Start of ENTRIES PROVIDED

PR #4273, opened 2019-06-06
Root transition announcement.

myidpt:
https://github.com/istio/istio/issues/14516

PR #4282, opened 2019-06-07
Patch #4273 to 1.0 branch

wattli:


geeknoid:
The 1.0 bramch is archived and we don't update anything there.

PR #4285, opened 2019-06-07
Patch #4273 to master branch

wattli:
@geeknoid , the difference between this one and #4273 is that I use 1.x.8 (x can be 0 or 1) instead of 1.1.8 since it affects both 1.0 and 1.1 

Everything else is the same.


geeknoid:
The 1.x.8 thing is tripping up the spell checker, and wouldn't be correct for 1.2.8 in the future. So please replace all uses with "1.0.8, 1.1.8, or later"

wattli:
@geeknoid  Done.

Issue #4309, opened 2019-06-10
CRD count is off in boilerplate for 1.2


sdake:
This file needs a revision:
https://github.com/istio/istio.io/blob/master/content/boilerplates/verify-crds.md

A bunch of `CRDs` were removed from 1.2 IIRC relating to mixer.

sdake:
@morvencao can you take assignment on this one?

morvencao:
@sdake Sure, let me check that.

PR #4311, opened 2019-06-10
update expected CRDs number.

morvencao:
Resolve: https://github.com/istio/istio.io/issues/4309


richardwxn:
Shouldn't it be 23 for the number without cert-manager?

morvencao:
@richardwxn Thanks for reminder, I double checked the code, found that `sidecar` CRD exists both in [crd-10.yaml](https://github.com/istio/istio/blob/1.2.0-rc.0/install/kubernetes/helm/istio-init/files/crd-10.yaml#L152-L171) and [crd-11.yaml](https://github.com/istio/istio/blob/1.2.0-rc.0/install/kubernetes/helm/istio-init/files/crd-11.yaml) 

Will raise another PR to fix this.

End of ENTRIES PROVIDED
Start of ENTRIES PROVIDED

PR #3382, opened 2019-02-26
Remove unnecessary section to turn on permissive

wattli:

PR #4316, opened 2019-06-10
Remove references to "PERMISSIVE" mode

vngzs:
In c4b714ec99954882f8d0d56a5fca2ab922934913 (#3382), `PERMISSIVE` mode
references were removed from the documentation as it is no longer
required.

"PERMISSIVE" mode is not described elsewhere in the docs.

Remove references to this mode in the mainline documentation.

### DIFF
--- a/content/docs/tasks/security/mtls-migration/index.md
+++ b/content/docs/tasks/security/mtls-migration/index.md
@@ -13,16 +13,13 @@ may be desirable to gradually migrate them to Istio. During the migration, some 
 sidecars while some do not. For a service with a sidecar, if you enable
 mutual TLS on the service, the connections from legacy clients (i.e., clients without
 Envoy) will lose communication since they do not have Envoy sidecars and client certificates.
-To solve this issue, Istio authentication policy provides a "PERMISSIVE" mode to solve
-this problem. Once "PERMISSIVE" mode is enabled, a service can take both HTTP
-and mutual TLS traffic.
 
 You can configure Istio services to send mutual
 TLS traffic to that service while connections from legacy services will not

End of ENTRIES PROVIDED

→ **TASK TO CARRY OUT**: Take the stretch of lines above from the one containing "in the docs." through the one containing "TLS traffic to" and repeat it exactly, adding no other line.

→ **OUTPUT BELOW**:
"PERMISSIVE" mode is not described elsewhere in the docs.

Remove references to this mode in the mainline documentation.

### DIFF
--- a/content/docs/tasks/security/mtls-migration/index.md
+++ b/content/docs/tasks/security/mtls-migration/index.md
@@ -13,16 +13,13 @@ may be desirable to gradually migrate them to Istio. During the migration, some 
 sidecars while some do not. For a service with a sidecar, if you enable
 mutual TLS on the service, the connections from legacy clients (i.e., clients without
 Envoy) will lose communication since they do not have Envoy sidecars and client certificates.
-To solve this issue, Istio authentication policy provides a "PERMISSIVE" mode to solve
-this problem. Once "PERMISSIVE" mode is enabled, a service can take both HTTP
-and mutual TLS traffic.
 
 You can configure Istio services to send mutual
 TLS traffic to that service while connections from legacy services will not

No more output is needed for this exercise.